Therefore, Epicurus divides bodily pleasures into

1) natural and necessary;

2) natural, but not necessary;

3) not natural and not necessary, but generated by idle opinions.

To the first group he includes pleasures that relieve suffering - food that satisfies hunger, clothing that saves from the cold, a home that protects from bad weather, communication with a woman allowed by law, etc. Giving preference to such modest joys, Epicurus followed Socratic tradition. Socrates said more than once that food seems tastier the less you expect it, and drink tastes sweeter the less you hope for something better. The habit of simple and inexpensive foods, Epicurus adds, strengthens health, gives strength for everyday worries and, most importantly, allows you not to be afraid of the vicissitudes of fate. Later the Stoics took this principle to the extreme. They developed special ascetic practices that taught a person to limit himself in everything. Let's say, get up at dawn, devote several hours to physical exercise, then order the slaves to set a luxurious table, call the servants and order them to eat everything that is laid out, watching the feast from the side. And only after sunset do you satisfy your hunger with bread and water. This is how a person learns to control himself, that is, to subordinate his life to the universal law, to act guided by duty, and not by the desire for happiness. Epicurus, like Socrates, proceeded from the opposite - the limitation of needs had value in his eyes only in the light of the happiness of an individual person, only to the extent that it prevents disappointment, emptiness, anxiety - in a word, suffering.

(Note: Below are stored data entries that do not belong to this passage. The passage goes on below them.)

Issue #1150, opened 2020-01-14
Question: anybody generate Readme from commander.js annotates?


akaguny:
relative to #756

shadowspawn:
This issue has not had any activity in a month.

Feel free to open a new issue if it comes up again, with new information and renewed interest.
 
Thank you  for your contributions.

Issue #756, opened 2018-01-23
Auto-Generate Help Documentation (Maybe as a section within a readme document)?


mofosyne:
Is there a way to autogenerate a document from a base command that list out all the commands and command structure in a easily searchable markdown document?

This allows for self documenting cli interfaces.

------------

edit: okay mjavelinux if I get the time, I'll see if I can do it.

Notes:

```
# Help generation
Command.prototype.helpInformation() -- Gen help message string
--> Command.prototype.outputHelp() -- Send to std out
--> Command.prototype.help() -- do all above then exit
--> Command.prototype.addImplicitHelpCommand() -- add help command automagically

# Sub commads like `pm-install` is handled in executeSubCommand()

Command.prototype.executeSubCommand()
---> `var bin = basename(f, '.js') + '-' + args[0];`

```

Objective would be to use the above as a template, but be able to traverse the command() structure and print all commands under it in markdown format.

mojavelinux:
You can take ideas from gli, which as this feature. See https://github.com/davetron5000/gli/blob/gli-2/lib/gli/commands/doc.rb

shadowspawn:
This issue has not had any activity in over six months. It isn't likely to get acted on due to this report. (But this is an interesting idea.)

Feel free to open a new issue if it comes up again, with new information and renewed interest.
 
Thank you  for your contributions.

kuncevic:
I did this as a quick workaround

```
  program
    .addOption(new Option('-cmd2json')).action(name => {
    console.log(JSON.stringify((program.commands.map((x: any) => ({
      command:`${x.name()} ${x.alias() !== undefined ? x.alias() : ''}`,
      description: x.description()
    })))));
  });
```

Then pasted it [here](https://kdelmonte.github.io/json-to-markdown-table) and copy pasted the result in to my README.md  
You also can use [markdown-table](https://www.npmjs.com/package/markdown-table) to build table locally

kuncevic:
I did this as a quick workaround

```
  program
    .addOption(new Option('-cmd2json').hideHelp());

  program.on('option:-cmd2json', () => {
    stdout(JSON.stringify((program.commands.map((x: any) => ({
      command:`${x.name()} ${x.alias() !== undefined ? x.alias() : ''}`,
      description: x.description()
    })))));
    process.exit();
  });
```

Then pasted it [here](https://kdelmonte.github.io/json-to-markdown-table) and copy pasted the result in to my README.md  
[...]

PR #1688, opened 2022-02-05
feat: automate help documentation

tomasbjerre:
# Pull Request

Not complete, but wanted to open the PR early to see if this is something you may want to include? Totally ok if you don't.

## Problem

I have the output of `help` in my [README.md](https://github.com/tomasbjerre/serverless-server-spawner/blob/18fe5bfc2c5fb255447b434dddc270c9c4b766dc/README.md?plain=1#L112).
When I change the configuration of `Commander`, I often forget to update my `README.md`.

## Solution

Have the tool update a given file, when run with:

```shell
UPDATE_HELP_FILE=README.md program --help
```

It will look for:

```md
[//]: # Commander help

`` `
whatever
`` `
```

And replace `whatever` with the help-output.

TODO:

 - tests


shadowspawn:
My first impression is I think this is a fairly custom behaviour which does not need to be built into Commander.

A different way of invoking this could be as a hidden option, which would be easier to use on Windows.

This feels like a generic problem, populating some parts of a document by running commands, filling out a template. I wonder if there are higher level solutions available.

tomasbjerre:
Yes, it does not need to be built in. I can implement it in my user code:
https://github.com/tomasbjerre/serverless-server-spawner/blob/18fe5bfc2c5fb255447b434dddc270c9c4b766dc/src/spawner/updateReadme.ts

I just don't like having to implement it in every tool where I use Commander.

shadowspawn:
> A different way of invoking this could be as a hidden option, which would be easier to use on Windows.

Hmm... Hooking the help does mean it could work for invoking on subcommand. But that would needing a custom target for the substitution too.

shadowspawn:
From your user code (not PR code). I think you can simplify:

```
const helpText = new Help().formatHelp(command, new Help());
```
 to

```
const helpText = commander.helpInformation();
```

shadowspawn:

He considered the excess pleasures that diversify life to be natural but not necessary pleasures. Fine food, elegant clothes, a beautiful home, travel - all this brings joy and is therefore completely justified, if only a person does not take these benefits too seriously and can do without them. Otherwise, sooner or later he will have to pay for them at the cost of his own happiness. Aristippus had to turn into a “royal dog” for the pleasure of eating partridges that cost fifty drachmas (a fortune!), as if they cost only one obol. Similarly, in our time, many people in the West, and now in Russia, pay for the pleasure of exchanging their salaries for a variety of fashionable things and entertainment, sacrificing what the Greeks valued above all else - free time, leisure, i.e., their own interests personality.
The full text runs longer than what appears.